▶ WHAT IS EXPECTED
Whatever the records hold, copy it exactly and completely.

Records contained in a dataset:
PR #808, opened 2021-06-09
Use 55681 as the default OLTP exporter port

ahayworth:
In the interest of making this library easier to use by default, this PR
proposes a simple change: allow our OTLP exporter to default to using
port 55681, rather than 4317. Port 4317 is the collector's GRPC port,
and our exporter doesn't support GRPC. The default HTTP port is 55681,
and so we use it throughout.

However, this does seem to be against the specification in some ways.
The specification doesn't *require* that you support GRPC, however it
defines the default value for the environment variable as if you do.

I think this is acceptable; and we can default to port 4317 and GRPC
once we have support for it and are comfortable that it performs well.

https://github.com/open-telemetry/opentelemetry-collector/blob/main/receiver/otlpreceiver/README.md#getting-started

### DIFF
--- a/exporter/otlp/README.md
+++ b/exporter/otlp/README.md
@@ -2,6 +2,8 @@
 
 The `opentelemetry-exporter-otlp` gem provides an [OTLP](https://github.com/open-telemetry/opentelemetry-proto) exporter for OpenTelemetry for Ruby. Using `opentelemetry-exporter-otlp`, an application can configure OpenTelemetry to export collected tracing data to [the OpenTelemetry Collector][opentelemetry-collector-home].
 
+This OTLP exporter only supports OTLP/HTTP at this time.
+
 ## What is OpenTelemetry?
 
 [OpenTelemetry][opentelemetry-home] is an open source observability framework, providing a general-purpose API, SDK, and related tools required for the instrumentation of cloud-native software, frameworks, and libraries.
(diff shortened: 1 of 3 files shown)


fbogsany:
Unfortunately, there's a conflict between the spec and the collector because the [collector has had long-standing challenges implementing a mux that works for both gRPC and HTTP endpoints](https://github.com/open-telemetry/opentelemetry-collector/issues/1256).

[The spec states](https://github.com/open-telemetry/opentelemetry-specification/blob/main/specification/protocol/otlp.md#otlphttp-default-port):
> The default network port for OTLP/HTTP is 4317.

The [OTLP Exporter configuration options](https://github.com/open-telemetry/opentelemetry-specification/blob/main/specification/protocol/exporter.md#configuration-options) also makes it clear that the default port for OTLP/HTTP is 4317.

ahayworth:
That'd be lovely if they could get back to a single port. I wish them luck.

It does stink that our default configuration doesn't work, however. Any other thoughts on ways to resolve that?

(Other than implementing GRPC, I suppose, which we still could/should do)

ahayworth:
(Closing this out in light of comments from @fbogsany but I still think it's valuable to discuss a better "out of box" experience given the conflicts between the standards and the collector, and I'm fine to do that here still or wherever)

▶ RESULT FOR THIS TASK
PR #808, opened 2021-06-09
Use 55681 as the default OLTP exporter port

ahayworth:
In the interest of making this library easier to use by default, this PR
proposes a simple change: allow our OTLP exporter to default to using
port 55681, rather than 4317. Port 4317 is the collector's GRPC port,
and our exporter doesn't support GRPC. The default HTTP port is 55681,
and so we use it throughout.

However, this does seem to be against the specification in some ways.
The specification doesn't *require* that you support GRPC, however it
defines the default value for the environment variable as if you do.

I think this is acceptable; and we can default to port 4317 and GRPC
once we have support for it and are comfortable that it performs well.

https://github.com/open-telemetry/opentelemetry-collector/blob/main/receiver/otlpreceiver/README.md#getting-started

### DIFF
--- a/exporter/otlp/README.md
+++ b/exporter/otlp/README.md
@@ -2,6 +2,8 @@
 
 The `opentelemetry-exporter-otlp` gem provides an [OTLP](https://github.com/open-telemetry/opentelemetry-proto) exporter for OpenTelemetry for Ruby. Using `opentelemetry-exporter-otlp`, an application can configure OpenTelemetry to export collected tracing data to [the OpenTelemetry Collector][opentelemetry-collector-home].
 
+This OTLP exporter only supports OTLP/HTTP at this time.
+
 ## What is OpenTelemetry?
 
 [OpenTelemetry][opentelemetry-home] is an open source observability framework, providing a general-purpose API, SDK, and related tools required for the instrumentation of cloud-native software, frameworks, and libraries.
(diff shortened: 1 of 3 files shown)


fbogsany:
Unfortunately, there's a conflict between the spec and the collector because the [collector has had long-standing challenges implementing a mux that works for both gRPC and HTTP endpoints](https://github.com/open-telemetry/opentelemetry-collector/issues/1256).

[The spec states](https://github.com/open-telemetry/opentelemetry-specification/blob/main/specification/protocol/otlp.md#otlphttp-default-port):
> The default network port for OTLP/HTTP is 4317.

The [OTLP Exporter configuration options](https://github.com/open-telemetry/opentelemetry-specification/blob/main/specification/protocol/exporter.md#configuration-options) also makes it clear that the default port for OTLP/HTTP is 4317.

ahayworth:
That'd be lovely if they could get back to a single port. I wish them luck.

It does stink that our default configuration doesn't work, however. Any other thoughts on ways to resolve that?

(Other than implementing GRPC, I suppose, which we still could/should do)

ahayworth:
(Closing this out in light of comments from @fbogsany but I still think it's valuable to discuss a better "out of box" experience given the conflicts between the standards and the collector, and I'm fine to do that here still or wherever)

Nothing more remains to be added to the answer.